### MATERIAL FOR THIS TASK
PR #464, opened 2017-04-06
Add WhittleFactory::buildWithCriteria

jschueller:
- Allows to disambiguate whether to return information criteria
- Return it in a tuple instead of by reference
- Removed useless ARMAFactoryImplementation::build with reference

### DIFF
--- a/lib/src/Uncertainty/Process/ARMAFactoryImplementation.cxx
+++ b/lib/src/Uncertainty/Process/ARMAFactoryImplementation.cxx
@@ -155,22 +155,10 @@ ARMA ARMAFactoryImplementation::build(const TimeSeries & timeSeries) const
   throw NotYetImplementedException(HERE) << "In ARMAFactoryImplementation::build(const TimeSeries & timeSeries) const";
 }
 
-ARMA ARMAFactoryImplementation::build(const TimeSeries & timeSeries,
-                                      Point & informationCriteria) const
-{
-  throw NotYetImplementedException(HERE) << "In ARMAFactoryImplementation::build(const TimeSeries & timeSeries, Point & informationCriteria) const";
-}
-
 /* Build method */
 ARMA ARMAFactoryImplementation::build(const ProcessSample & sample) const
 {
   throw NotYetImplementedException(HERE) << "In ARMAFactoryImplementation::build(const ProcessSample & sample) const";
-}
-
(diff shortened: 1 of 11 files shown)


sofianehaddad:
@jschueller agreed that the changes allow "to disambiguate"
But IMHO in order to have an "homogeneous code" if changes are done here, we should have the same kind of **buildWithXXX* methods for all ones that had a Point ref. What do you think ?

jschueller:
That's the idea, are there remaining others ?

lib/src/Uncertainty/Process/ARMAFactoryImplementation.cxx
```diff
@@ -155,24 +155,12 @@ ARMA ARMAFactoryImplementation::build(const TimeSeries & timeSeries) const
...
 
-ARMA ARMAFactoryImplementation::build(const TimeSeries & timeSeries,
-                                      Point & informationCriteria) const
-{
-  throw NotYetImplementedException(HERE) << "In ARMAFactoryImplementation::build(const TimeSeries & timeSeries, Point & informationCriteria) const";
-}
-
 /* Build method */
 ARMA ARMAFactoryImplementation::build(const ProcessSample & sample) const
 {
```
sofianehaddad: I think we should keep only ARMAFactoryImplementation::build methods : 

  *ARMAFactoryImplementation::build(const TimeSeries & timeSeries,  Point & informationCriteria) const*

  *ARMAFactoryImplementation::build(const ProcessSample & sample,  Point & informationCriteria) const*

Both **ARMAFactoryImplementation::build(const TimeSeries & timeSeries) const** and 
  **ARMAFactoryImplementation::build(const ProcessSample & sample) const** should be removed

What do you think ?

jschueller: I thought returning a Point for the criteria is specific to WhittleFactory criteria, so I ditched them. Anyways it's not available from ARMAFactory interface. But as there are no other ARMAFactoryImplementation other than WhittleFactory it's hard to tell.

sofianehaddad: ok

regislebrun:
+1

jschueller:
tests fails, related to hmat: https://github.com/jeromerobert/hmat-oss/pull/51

### TASK REQUIREMENTS
Reply with every line of the listing that has the string "Uncertainty".

### ANSWER SPACE
--- a/lib/src/Uncertainty/Process/ARMAFactoryImplementation.cxx
+++ b/lib/src/Uncertainty/Process/ARMAFactoryImplementation.cxx
lib/src/Uncertainty/Process/ARMAFactoryImplementation.cxx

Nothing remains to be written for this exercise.